過恋
4.
 ところが、一週間待っても航太からの連絡はなかった。
 航太の部屋から引き上げたその日の晩、翌日、と律子は気を揉んだ。一日に何度も着信をチェックし、溜息が増えた。アルバイト先では様子がおかしいと指摘され、いいかげんな事を口にして取り繕うこともあった。連絡を待ち侘びる自分に嫌気がさし、携帯電話の電源を切ろうとしてやめた。
 聞けば美園や晴江にも連絡がないという。流石に二人とも心配を隠さない。連絡があったらすぐに知らせるからとなだめておいた。
 初瀬に電話したところ、彼も余裕のない声で応じた。意見をつき合わせて、もう一度航太の部屋へ行くことにする。
 勢いあまって律子は約束の一時間前に駅に着いてしまった。暇つぶしに百貨店に入り、春服や新作化粧品など見て回ったが、身が入らない。手土産にベルギーワッフルを買うと改札口で初瀬を待った。
 所在無くコートのポケットに手を入れると合鍵が触れた。取り出して放り上げてみる。受け止め損ね、足元に落としてしまった。
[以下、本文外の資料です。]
PR #1239, opened 2019-04-26
[READY] Print diagnostic code field

kadircet:
Clangd started populating diagnostic's code field with relevant information with https://reviews.llvm.org/D60822 and https://reviews.llvm.org/D58291. 

This patch aims to surface that information to ycmd users, as vscode does.

---
This change is [Reviewable](https://reviewable.io/reviews/valloric/ycmd/1239)

### DIFF
--- a/ycmd/completers/language_server/language_server_completer.py
+++ b/ycmd/completers/language_server/language_server_completer.py
@@ -2263,12 +2263,19 @@ def _BuildDiagnostic( contents, uri, diag ):
     filename = ''
 
   r = _BuildRange( contents, filename, diag[ 'range' ] )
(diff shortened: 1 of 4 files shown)


puremourning:
@kadircet can you rebase and push the PR ? It still has the old CI system on the commit checks !

puremourning:
Tests are failing on RLS

kadircet:
yup just saw. I believe rust was not merged when I've written the patch?

They appear to be reporting codes like 'E0609', I have no idea whether they are meaningful or not. Anyone knows if these are worth keeping ?

puremourning:
Latest master should be more flake-free. So maybe one more rebase ?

 屈んで拾おうとした律子の目の前で、男の手がキーホルダーを摘み上げた。
「捨てるには早くないか。」
「捨てちゃいたいよ、まったく。」
 初瀬がぎこちなく微笑んだ。些か顔色が優れないように思われる。
 律子は時計に目をやった。待ち合わせの十五分前、まだベルギーワッフルも温かい。いっそこの場で開けてしまおうか。
「早いね。」
「あんたこそ。何分前に着いた?」
「五分前だよ。」
 本当のことを言うのも癪でさばを読んでおいた。
「ときに初瀬さん。何だか元気ないんじゃない。」
 初瀬の笑顔が消えた。
「面倒なことになった。」
「どういうこと?」
「……いや、航太の部屋に着いてからにしよう。」
 ならば、と世間話を試みたが言葉が上滑りしていくばかりだった。どちらからともなく口を閉ざしたまま、二人は航太の住むアパートに辿り着いた。
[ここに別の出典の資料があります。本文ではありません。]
PR #1245, opened 2019-05-09
[READY] Generic LSP  completer

bstaletic:
With this PR plugging a new server for testing is as simple as sending `language_server = { $LANGUAGE: [ $SERVER_COMMANDLINE ] }`.

The server that is plugged in this way can do everything the `SimpleLSPCompleter` can *by default*, but also provides `GetHover` subcommand to the user. It doesn't try to be smart about it and just returns `{ 'message': self.GetHoverResponse( request_data ) }`.

The testing was done with Microsoft's sample implementation of the server which does't support the hover request.

---
This change is [Reviewable](https://reviewable.io/reviews/valloric/ycmd/1245)


bstaletic:
Merge conflicts solved.

puremourning:
Let's go.

puremourning:
Thanks for your patience!

PR #1250, opened 2019-05-15
[RFC] Add extra conf support to Clangd completer

micbou:
This PR adds support for `.ycm_extra_conf.py` files to the Clangd completer by sending the flags to Clangd through [the `didChangeConfiguration` notification](https://microsoft.github.io/language-server-protocol/specification#workspace_didChangeConfiguration) using [the `compilationDatabaseChanges` setting](https://clangd.github.io/extensions.html#compilation-commands) on the `FileReadyToParse` event.

The value of the `language` field used in extra conf files for the Clangd completer is changed to the same value as the libclang completer (`cfamily`) to allow the use of extra confs that were written for the libclang completer. For instance, [ycmd's own `.ycm_extra_conf.py` file](https://github.com/Valloric/ycmd/blob/master/.ycm_extra_conf.py) is supported with no additional changes.

---
This change is [Reviewable](https://reviewable.io/reviews/valloric/ycmd/1250)

### DIFF
--- a/README.md
+++ b/README.md
@@ -97,14 +97,13 @@ non-semantic.
 
 There are also several semantic engines in YCM. There's a libclang-based
 completer and [clangd][clangd]-based completer that both provide semantic
-completion for C-family languages. The [clangd][clangd]-based completer doesn't
-support extra conf; you must have a compilation database. [clangd][clangd]
-support is currently **experimental** and changes in the near future might break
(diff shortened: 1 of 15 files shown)


puremourning:
Rebased at #1267

puremourning:
Superseded by #1267. Thanks to @micbou for the PR!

 室内は先日、二人が訪れたときと全く変わり映えしなかった。
 気まずい空気を払拭したくなり、律子はことさら軽い声色を作ってぼやいた。
「ちょっとだけ期待したんだけどな。」
「ここにいるのを?」
「そう。適当な理由は思いつかないし、都合のいい話なんだけどね。もしかしたら航太は私らに会いたくなくて連絡しないだけかもって。」
 新たに女と知り合い、彼女に入れあげてしまって過去の女たちと縁を切りたくなったのだとしたらどんなにいいだろう。やり方こそ褒められたものではないが、航太が一人の女に落ち着くのならば、律子にはいつでも手放しで祝福できる自信がある。
「実は居留守使ってるんじゃないかってね。」
 初瀬の顔が曇った。律子は思わず身構えてしまった。
「昨日、航太の実家に電話したんだ。」
「え、じゃあ直接あいつと話したわけ?」
「いや。あいつ、実家に帰ってなかった。」
 律子の顔がみるみる青ざめた。
「どういうこと?」
 初瀬は缶コーヒーを呷った。
「弟が出たんだ。今年になってから一度も帰ってないらしい。仕方ないから、どっか女のとこをほっつき歩いてるらしいってフォローしといた。」
「つまり、失踪したってことか。」
「そうなるかな。」
 律子は言葉もなく唇を噛んだ。
 初瀬は深々と溜息をつくと、ベルギーワッフルに大口開けてかぶりついた。
「甘い。……警察に届けるか。」
「ううん、まだ心当たりはあるよ。」
 律子は充電器に挿したままの携帯電話を手繰り寄せた。
「まさか、メモリ登録されてる女にかけあうつもりじゃないよな。」
「そのまさか。」
「んな無茶な。」
「無茶でも何でもやるったらやる!」
 律子の手の中でペットボトルがひしゃげ、中身が少しだけ飛び出した。
「あんた、仮にもあいつの友達なんでしょ、心配じゃないの!」
「だから専門家に任せようっつってんだろ。」
 初瀬にまっすぐに見据えられ、律子はたじろいだ。
「何かの事件に巻き込まれた可能性だってある。入院はないだろうけど。入院してれば多分、家族に連絡がいくしな。」
 律子は口を歪めた。素人だからといって手をこまねいて待つだけしかできないのか。
 もう一週間も待った。これ以上、耐えられない。
 航太の携帯電話を開き、着信履歴に目を通した。この娘たちはまず航太の行方を知らないだろう。続けてメモリを開いた。
「尾崎さん。」
「手伝って。この中に初瀬さんの知り合いがいたら航太の動向を知らないか訊いてください。」
 メモリの半数は二人の知り合いで占められていた。状況が状況だけに、匙加減が難しい。必要以上に深刻な雰囲気になって相手の不安を煽らないように、かといって砕けた態度で接して嫌がらせや冗談ととられてしまっても困る。下手なことを言って騒ぎを大きくしてしまったらどうするのだ。初瀬は滔々と律子を諭したが、結局根負けしたのは彼の方だった。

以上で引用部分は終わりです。